= James Greene (Canadian politician) =

Canadian lawyer and politician

James Joseph Louis (Jim) Greene (June 15, 1928 - November 4, 2014) was the Newfoundland and Labrador's Opposition Leader from 1960 to 1965 and leader of the Progressive Conservative Party of Newfoundland. He led the party through the 1962 provincial election in which the party increased its seat total in the Newfoundland House of Assembly from 3 to 7, more than doubling them, and its share of the popular vote from 25% to 36%. The result was not enough to prevent the Liberal government of Joey Smallwood from returning to power with a substantial majority government.

The son of Joseph Michael Greene and Marie Eugenie Williams, he was born in St. John's and was educated at Saint Bonaventure's College, at the University of Notre Dame and at Merton College, Oxford. Greene was called to the bar of England and Wales in 1953 and practised law in London for several months, returning to Newfoundland in September of that year. He was called to the Newfoundland bar in October 1953. He was a 31-year-old lawyer when he was first elected to the legislature in the riding of what was then called St. John's East during the 1959 provincial election by defeating incumbent James D. Higgins, leader of the United Newfoundland Party which had broken away from the Tories prior to the election. Prior to being elected, Greene was counsel to the International Woodworkers of America's Newfoundland local. The election also saw the defeat of Conservative leader Malcolm Mercer Hollett after Smallwood personally unseated him run in his St. John's West riding.

Subsequent to the election, Greene replaced Hollett as party leader and leader of the opposition.

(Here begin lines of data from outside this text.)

PR #11490, opened 2026-08-27
test(progress-view): cover unavailable Clean toolbar

### LINKED ISSUE #11331: Fix Clean button no-op for unavailable chat (ToolUse) streams
## Context

Follow-up from #11330, from #11329 (refactor(runtime): deep clean of the session ownership surface).

The PR collapsed `HELD_STATE_BUTTONS`/`UNCLASSIFIED_STATE_BUTTONS`/`MALFORMED_STATE_BUTTONS` into one `UNAVAILABLE_STATE_BUTTONS` bucket and put `CLEAN_STREAM_BTN` in it unconditionally, with a comment claiming Clean "deletes the run." This was flagged inline by `claude[bot]` against the exact merged head (`daeb815b16`) and never fixed before merge.

## Details

`CLEAN_STREAM_BTN` dispatches `PROGRESS_VIEW_COMMANDS.CLEAN_STREAM` → `ProgressWorkflowActionsController.runFileOperation(stream, 'clean')`, which goes through `withWorkflowConfig` (`src/controllers/progressView/ProgressWorkflowActionsController.ts:96-105`):

```ts
if (!config || config.agentCategory !== AgentCategory.Workflow) return;
```

This is the "Workflow toolbar (diff / pack / clean)" family (see the comment at `src/controllers/progressView/ProgressViewCommandHandlers.ts:519`) — it cleans generated output files for a workflow run and no-ops for anything else. It was never wired to delete a run/history record.

Before #11329, `CLEAN_STREAM_BTN` only appeared in the narrow `MALFORMED_STATE_BUTTONS` bucket. #11329 folds `held`/`unclassified` into the much more common `unavailable` bucket (any stream held by another TeXRA window) and puts Clean in `UNAVAILABLE_STATE_BUTTONS` unconditionally — so a `ToolUse` chat stream held by another window now shows an enabled "Clean" button in the header that silently does nothing when clicked, while the tab-rail's `x` (wired to the real `deleteStream`) is the only control that actually clears the run. This contradicts the PR's own D9 promise ("Delete is the user's only action" for an unavailable run) and the repo's "one home per user action" / "silent degradation is a defect" rules.

Fix by either:
- Gating `CLEAN_STREAM_BTN` out of `UNAVAILABLE_STATE_BUTTONS` for non-workflow (`ToolUse`) streams, or
- Fixing the button/comment so Clean doesn't imply it deletes the run for streams it can't act on.

Relevant file: `packages/extension/src/progressView/frontend/components/StreamHeader.ts:104-135`

## References

- PR: #11329
- Review: https://github.com/LionSR/TeXRA/pull/11329#discussion_r3838250460 (claude[bot], posted against the merged head `daeb815b16`)

LionSR:
Closes #11331

Adds one focused `StreamHeader` regression test for the existing toolbar policy:

- a held ToolUse stream does not render the workflow-only Clean control
- an unreadable Workflow stream keeps Clean visible but disabled
- a completed Workflow stream keeps Clean enabled to remove generated output files

This preserves tab-rail Delete as the run-deletion action and verifies `ProgressWorkflowActionsController` clean semantics through its existing focused suite.

### DIFF
--- a/src/test-kernel/progressView/StreamHeader.vitest.ts
+++ b/src/test-kernel/progressView/StreamHeader.vitest.ts
@@ -15,6 +15,10 @@ import {
 } from '@shared/schemas';
 import { APPROVAL_BYPASS_BADGE } from '@shared/copy/approvalBypass';
 import { DELEGATION_APPROVAL_COPY } from '@shared/copy/delegationApproval';
+import {
+  streamHeldMessage,
+  streamUnreadableMessage,
+} from '@shared/streams/streamStatusDisplay';
 
 // Local file imports
 import {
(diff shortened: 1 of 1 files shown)


LionSR:
Addressed the review feedback in be5c79b102:

- collapsed the duplicate status-detail matrix into one held ToolUse case and one malformed/unreadable Workflow case, preserving both relevant unavailable variants
- asserted that unavailable Workflow Clean is present and not hidden, as well as disabled

Focused suites and test-kernel typecheck pass.

LionSR:
Addressed the follow-up visibility feedback in 66a3a8e4c2. The unavailable Workflow assertion now verifies the production visibility markers directly: it lacks `toolbar-button--hidden`, has `aria-hidden="false"`, and remains disabled. Focused suites and test-kernel typecheck pass.

LionSR:
Addressed the final review suggestion in 859db9cd48 by folding the held ToolUse, unreadable Workflow, and completed Workflow assertions into one focused regression test. It still covers the requested category, unavailable-state, and workflow-clean semantics.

In the 1962 provincial election, Greene succeeded in being personally re-elected and in increasing his party's number of seats to 7 based and increasing his party's share of the vote from 25% to 36% and in wiping out the breakaway United Newfoundland Party whose sole remaining MHA was defeated by a Tory candidate. However, the Tory gains were not enough to stop the Liberals from being re-elected with a commanding majority.

Greene stepped down as party leader on January 14, 1966, and Noel Murphy was chosen acting leader. Greene did not run for the legislature in the 1966 provincial election and returned to his law practice. In 1967, during the federal Progressive Conservative leadership election, he supported the candidacy of E. Davie Fulton.

He served as chair of the board of regents for Memorial University, as a director for Churchill Falls (Labrador) Corporation and as president of the Kiwanis Club of St. John's.

On November 4, 2014, he died in St. John's at the age of 86. Greene's father Joseph served in the Newfoundland House of Assembly from 1928 to 1932. His great uncle, Daniel Joseph Greene, was Premier of the Colony Newfoundland from 1894 to 1895.